Saved entries:
* * * * *

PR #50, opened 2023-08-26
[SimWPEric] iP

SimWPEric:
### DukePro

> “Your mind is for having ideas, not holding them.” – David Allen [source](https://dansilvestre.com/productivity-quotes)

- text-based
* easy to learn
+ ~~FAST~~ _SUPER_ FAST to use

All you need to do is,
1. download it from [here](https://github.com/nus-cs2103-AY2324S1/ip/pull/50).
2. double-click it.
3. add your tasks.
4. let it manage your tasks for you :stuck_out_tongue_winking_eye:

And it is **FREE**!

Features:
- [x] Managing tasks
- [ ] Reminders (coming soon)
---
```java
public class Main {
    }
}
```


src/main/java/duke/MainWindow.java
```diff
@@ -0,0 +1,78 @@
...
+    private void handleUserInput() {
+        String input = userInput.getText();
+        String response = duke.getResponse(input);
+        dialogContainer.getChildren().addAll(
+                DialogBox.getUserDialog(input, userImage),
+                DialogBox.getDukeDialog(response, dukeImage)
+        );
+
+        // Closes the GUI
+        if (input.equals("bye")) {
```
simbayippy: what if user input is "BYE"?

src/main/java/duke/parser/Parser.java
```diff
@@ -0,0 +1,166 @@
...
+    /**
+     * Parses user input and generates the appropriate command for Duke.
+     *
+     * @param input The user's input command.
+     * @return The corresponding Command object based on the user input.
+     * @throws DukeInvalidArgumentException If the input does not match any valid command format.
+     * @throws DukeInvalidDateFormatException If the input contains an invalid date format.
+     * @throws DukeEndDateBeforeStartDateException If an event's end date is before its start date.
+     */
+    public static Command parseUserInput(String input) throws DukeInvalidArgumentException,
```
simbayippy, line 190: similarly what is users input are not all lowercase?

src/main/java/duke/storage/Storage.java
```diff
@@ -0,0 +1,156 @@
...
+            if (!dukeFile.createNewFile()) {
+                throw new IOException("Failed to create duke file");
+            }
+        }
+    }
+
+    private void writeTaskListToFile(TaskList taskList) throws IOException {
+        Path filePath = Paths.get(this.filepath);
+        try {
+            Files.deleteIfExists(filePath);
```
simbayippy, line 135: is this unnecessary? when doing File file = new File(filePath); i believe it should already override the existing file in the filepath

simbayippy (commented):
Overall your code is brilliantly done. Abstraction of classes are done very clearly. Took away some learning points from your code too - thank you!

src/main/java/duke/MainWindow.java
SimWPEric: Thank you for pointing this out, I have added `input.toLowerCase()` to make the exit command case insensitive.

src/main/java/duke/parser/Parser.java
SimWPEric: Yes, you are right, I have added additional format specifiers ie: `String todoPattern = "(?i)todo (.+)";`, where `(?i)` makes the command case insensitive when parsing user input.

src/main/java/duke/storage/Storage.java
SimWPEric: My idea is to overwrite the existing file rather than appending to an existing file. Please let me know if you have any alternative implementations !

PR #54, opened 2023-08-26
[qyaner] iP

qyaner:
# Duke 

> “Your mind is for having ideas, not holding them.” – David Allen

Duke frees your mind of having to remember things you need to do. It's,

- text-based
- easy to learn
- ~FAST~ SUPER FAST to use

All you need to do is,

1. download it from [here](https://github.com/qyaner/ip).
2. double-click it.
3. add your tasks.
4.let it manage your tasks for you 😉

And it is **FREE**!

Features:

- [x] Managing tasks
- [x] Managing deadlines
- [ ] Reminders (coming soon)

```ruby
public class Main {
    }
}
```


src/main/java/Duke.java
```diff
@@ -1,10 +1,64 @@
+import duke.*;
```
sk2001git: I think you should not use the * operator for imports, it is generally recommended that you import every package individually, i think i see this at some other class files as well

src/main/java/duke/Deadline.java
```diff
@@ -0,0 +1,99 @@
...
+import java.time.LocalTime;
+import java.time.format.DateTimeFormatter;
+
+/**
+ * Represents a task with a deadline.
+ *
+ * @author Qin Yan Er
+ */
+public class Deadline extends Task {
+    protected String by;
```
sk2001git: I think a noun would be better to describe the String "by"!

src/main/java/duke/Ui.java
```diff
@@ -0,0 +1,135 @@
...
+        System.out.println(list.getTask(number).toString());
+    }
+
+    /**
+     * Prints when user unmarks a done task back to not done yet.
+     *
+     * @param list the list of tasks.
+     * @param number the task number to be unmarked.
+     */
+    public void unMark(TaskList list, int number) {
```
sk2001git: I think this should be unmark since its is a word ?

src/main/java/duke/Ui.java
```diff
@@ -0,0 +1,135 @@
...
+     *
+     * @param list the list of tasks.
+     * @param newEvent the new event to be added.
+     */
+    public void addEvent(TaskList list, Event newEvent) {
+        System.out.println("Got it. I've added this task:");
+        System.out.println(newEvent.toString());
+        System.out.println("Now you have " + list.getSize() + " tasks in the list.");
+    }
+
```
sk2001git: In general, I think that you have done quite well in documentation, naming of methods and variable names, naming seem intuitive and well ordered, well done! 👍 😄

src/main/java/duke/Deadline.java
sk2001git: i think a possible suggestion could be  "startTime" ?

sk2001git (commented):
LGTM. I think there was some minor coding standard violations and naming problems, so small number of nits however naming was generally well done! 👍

* * * * *

### REQUIREMENT
Using the data above, tally each line in which "println" appears and give the number with no other words.

### ANSWER BELOW
4